To do: Write out the entries once more, exactly as they appear.

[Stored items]
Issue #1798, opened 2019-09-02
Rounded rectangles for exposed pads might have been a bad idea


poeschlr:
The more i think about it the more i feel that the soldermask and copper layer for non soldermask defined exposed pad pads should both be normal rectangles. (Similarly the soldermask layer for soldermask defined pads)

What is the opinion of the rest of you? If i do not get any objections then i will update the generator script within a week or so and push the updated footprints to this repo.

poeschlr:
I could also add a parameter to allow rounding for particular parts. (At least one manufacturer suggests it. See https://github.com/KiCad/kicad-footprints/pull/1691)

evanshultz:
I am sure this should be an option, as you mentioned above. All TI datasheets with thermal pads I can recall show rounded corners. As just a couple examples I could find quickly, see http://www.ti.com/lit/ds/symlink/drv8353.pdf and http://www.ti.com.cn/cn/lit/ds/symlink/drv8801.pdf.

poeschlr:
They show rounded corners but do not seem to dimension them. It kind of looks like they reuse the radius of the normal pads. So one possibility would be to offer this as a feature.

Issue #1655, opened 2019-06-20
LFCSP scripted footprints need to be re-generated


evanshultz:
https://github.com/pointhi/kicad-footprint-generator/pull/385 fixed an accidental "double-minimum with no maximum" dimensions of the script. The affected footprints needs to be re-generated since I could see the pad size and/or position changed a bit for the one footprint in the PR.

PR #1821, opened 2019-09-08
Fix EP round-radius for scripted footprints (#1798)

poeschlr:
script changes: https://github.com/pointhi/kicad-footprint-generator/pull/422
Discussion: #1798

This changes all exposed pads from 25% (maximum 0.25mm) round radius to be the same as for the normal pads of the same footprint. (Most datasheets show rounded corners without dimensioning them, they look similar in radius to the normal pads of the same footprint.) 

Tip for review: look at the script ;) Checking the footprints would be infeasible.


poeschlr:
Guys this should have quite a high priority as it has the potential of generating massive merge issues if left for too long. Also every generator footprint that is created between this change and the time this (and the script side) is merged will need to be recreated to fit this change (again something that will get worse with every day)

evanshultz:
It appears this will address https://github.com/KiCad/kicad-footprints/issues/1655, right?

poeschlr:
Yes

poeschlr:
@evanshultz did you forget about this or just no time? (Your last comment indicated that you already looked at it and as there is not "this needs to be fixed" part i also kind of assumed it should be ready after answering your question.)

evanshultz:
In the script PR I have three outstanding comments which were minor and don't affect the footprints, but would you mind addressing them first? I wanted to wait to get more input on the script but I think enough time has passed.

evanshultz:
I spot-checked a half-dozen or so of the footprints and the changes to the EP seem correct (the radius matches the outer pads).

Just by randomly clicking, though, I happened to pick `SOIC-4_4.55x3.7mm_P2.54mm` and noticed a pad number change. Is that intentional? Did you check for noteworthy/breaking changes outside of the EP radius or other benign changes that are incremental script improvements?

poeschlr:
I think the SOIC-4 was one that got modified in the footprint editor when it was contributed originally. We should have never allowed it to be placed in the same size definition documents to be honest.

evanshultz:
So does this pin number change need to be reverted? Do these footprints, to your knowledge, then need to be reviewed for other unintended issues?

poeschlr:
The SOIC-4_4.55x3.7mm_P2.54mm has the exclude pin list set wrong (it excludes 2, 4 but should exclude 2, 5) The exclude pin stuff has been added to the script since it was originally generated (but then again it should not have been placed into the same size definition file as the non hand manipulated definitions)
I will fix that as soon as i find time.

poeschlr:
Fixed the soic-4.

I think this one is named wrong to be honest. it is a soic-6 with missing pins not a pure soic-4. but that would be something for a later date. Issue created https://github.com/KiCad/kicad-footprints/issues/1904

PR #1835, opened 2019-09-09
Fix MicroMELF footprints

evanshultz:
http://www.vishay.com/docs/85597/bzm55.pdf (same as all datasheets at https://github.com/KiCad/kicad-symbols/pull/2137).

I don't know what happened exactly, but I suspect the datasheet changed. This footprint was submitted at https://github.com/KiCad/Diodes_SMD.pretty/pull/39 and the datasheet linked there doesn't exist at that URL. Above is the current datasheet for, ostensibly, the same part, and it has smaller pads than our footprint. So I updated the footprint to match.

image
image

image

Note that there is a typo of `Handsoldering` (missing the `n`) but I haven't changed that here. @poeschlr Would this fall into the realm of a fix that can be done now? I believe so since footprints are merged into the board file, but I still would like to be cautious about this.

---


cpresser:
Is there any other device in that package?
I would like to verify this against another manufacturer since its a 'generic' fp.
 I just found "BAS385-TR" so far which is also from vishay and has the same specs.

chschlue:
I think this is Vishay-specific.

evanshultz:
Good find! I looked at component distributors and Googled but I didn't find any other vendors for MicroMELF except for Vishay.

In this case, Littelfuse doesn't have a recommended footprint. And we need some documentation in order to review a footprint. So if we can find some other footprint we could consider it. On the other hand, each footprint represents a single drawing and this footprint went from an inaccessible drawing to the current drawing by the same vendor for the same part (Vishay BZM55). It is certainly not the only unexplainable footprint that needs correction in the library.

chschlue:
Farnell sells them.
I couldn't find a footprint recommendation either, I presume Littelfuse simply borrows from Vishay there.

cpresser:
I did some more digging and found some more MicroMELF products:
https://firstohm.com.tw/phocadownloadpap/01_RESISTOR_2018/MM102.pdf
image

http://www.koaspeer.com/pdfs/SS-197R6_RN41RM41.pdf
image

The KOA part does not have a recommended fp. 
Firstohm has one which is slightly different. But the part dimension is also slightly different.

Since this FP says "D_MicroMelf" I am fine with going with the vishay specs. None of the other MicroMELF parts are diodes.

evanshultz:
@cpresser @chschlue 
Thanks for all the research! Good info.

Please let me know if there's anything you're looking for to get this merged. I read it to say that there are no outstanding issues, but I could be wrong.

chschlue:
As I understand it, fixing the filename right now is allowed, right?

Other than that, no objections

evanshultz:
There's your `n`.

Reply to the task:
Issue #1798, opened 2019-09-02
Rounded rectangles for exposed pads might have been a bad idea


poeschlr:
The more i think about it the more i feel that the soldermask and copper layer for non soldermask defined exposed pad pads should both be normal rectangles. (Similarly the soldermask layer for soldermask defined pads)

What is the opinion of the rest of you? If i do not get any objections then i will update the generator script within a week or so and push the updated footprints to this repo.

poeschlr:
I could also add a parameter to allow rounding for particular parts. (At least one manufacturer suggests it. See https://github.com/KiCad/kicad-footprints/pull/1691)

evanshultz:
I am sure this should be an option, as you mentioned above. All TI datasheets with thermal pads I can recall show rounded corners. As just a couple examples I could find quickly, see http://www.ti.com/lit/ds/symlink/drv8353.pdf and http://www.ti.com.cn/cn/lit/ds/symlink/drv8801.pdf.

poeschlr:
They show rounded corners but do not seem to dimension them. It kind of looks like they reuse the radius of the normal pads. So one possibility would be to offer this as a feature.

Issue #1655, opened 2019-06-20
LFCSP scripted footprints need to be re-generated


evanshultz:
https://github.com/pointhi/kicad-footprint-generator/pull/385 fixed an accidental "double-minimum with no maximum" dimensions of the script. The affected footprints needs to be re-generated since I could see the pad size and/or position changed a bit for the one footprint in the PR.

PR #1821, opened 2019-09-08
Fix EP round-radius for scripted footprints (#1798)

poeschlr:
script changes: https://github.com/pointhi/kicad-footprint-generator/pull/422
Discussion: #1798

This changes all exposed pads from 25% (maximum 0.25mm) round radius to be the same as for the normal pads of the same footprint. (Most datasheets show rounded corners without dimensioning them, they look similar in radius to the normal pads of the same footprint.) 

Tip for review: look at the script ;) Checking the footprints would be infeasible.


poeschlr:
Guys this should have quite a high priority as it has the potential of generating massive merge issues if left for too long. Also every generator footprint that is created between this change and the time this (and the script side) is merged will need to be recreated to fit this change (again something that will get worse with every day)

evanshultz:
It appears this will address https://github.com/KiCad/kicad-footprints/issues/1655, right?

poeschlr:
Yes

poeschlr:
@evanshultz did you forget about this or just no time? (Your last comment indicated that you already looked at it and as there is not "this needs to be fixed" part i also kind of assumed it should be ready after answering your question.)

evanshultz:
In the script PR I have three outstanding comments which were minor and don't affect the footprints, but would you mind addressing them first? I wanted to wait to get more input on the script but I think enough time has passed.

evanshultz:
I spot-checked a half-dozen or so of the footprints and the changes to the EP seem correct (the radius matches the outer pads).

Just by randomly clicking, though, I happened to pick `SOIC-4_4.55x3.7mm_P2.54mm` and noticed a pad number change. Is that intentional? Did you check for noteworthy/breaking changes outside of the EP radius or other benign changes that are incremental script improvements?

poeschlr:
I think the SOIC-4 was one that got modified in the footprint editor when it was contributed originally. We should have never allowed it to be placed in the same size definition documents to be honest.

evanshultz:
So does this pin number change need to be reverted? Do these footprints, to your knowledge, then need to be reviewed for other unintended issues?

poeschlr:
The SOIC-4_4.55x3.7mm_P2.54mm has the exclude pin list set wrong (it excludes 2, 4 but should exclude 2, 5) The exclude pin stuff has been added to the script since it was originally generated (but then again it should not have been placed into the same size definition file as the non hand manipulated definitions)
I will fix that as soon as i find time.

poeschlr:
Fixed the soic-4.

I think this one is named wrong to be honest. it is a soic-6 with missing pins not a pure soic-4. but that would be something for a later date. Issue created https://github.com/KiCad/kicad-footprints/issues/1904

PR #1835, opened 2019-09-09
Fix MicroMELF footprints

evanshultz:
http://www.vishay.com/docs/85597/bzm55.pdf (same as all datasheets at https://github.com/KiCad/kicad-symbols/pull/2137).

I don't know what happened exactly, but I suspect the datasheet changed. This footprint was submitted at https://github.com/KiCad/Diodes_SMD.pretty/pull/39 and the datasheet linked there doesn't exist at that URL. Above is the current datasheet for, ostensibly, the same part, and it has smaller pads than our footprint. So I updated the footprint to match.

image
image

image

Note that there is a typo of `Handsoldering` (missing the `n`) but I haven't changed that here. @poeschlr Would this fall into the realm of a fix that can be done now? I believe so since footprints are merged into the board file, but I still would like to be cautious about this.

---


cpresser:
Is there any other device in that package?
I would like to verify this against another manufacturer since its a 'generic' fp.
 I just found "BAS385-TR" so far which is also from vishay and has the same specs.

chschlue:
I think this is Vishay-specific.

evanshultz:
Good find! I looked at component distributors and Googled but I didn't find any other vendors for MicroMELF except for Vishay.

In this case, Littelfuse doesn't have a recommended footprint. And we need some documentation in order to review a footprint. So if we can find some other footprint we could consider it. On the other hand, each footprint represents a single drawing and this footprint went from an inaccessible drawing to the current drawing by the same vendor for the same part (Vishay BZM55). It is certainly not the only unexplainable footprint that needs correction in the library.

chschlue:
Farnell sells them.
I couldn't find a footprint recommendation either, I presume Littelfuse simply borrows from Vishay there.

cpresser:
I did some more digging and found some more MicroMELF products:
https://firstohm.com.tw/phocadownloadpap/01_RESISTOR_2018/MM102.pdf
image

http://www.koaspeer.com/pdfs/SS-197R6_RN41RM41.pdf
image

The KOA part does not have a recommended fp. 
Firstohm has one which is slightly different. But the part dimension is also slightly different.

Since this FP says "D_MicroMelf" I am fine with going with the vishay specs. None of the other MicroMELF parts are diodes.

evanshultz:
@cpresser @chschlue 
Thanks for all the research! Good info.

Please let me know if there's anything you're looking for to get this merged. I read it to say that there are no outstanding issues, but I could be wrong.

chschlue:
As I understand it, fixing the filename right now is allowed, right?

Other than that, no objections

evanshultz:
There's your `n`.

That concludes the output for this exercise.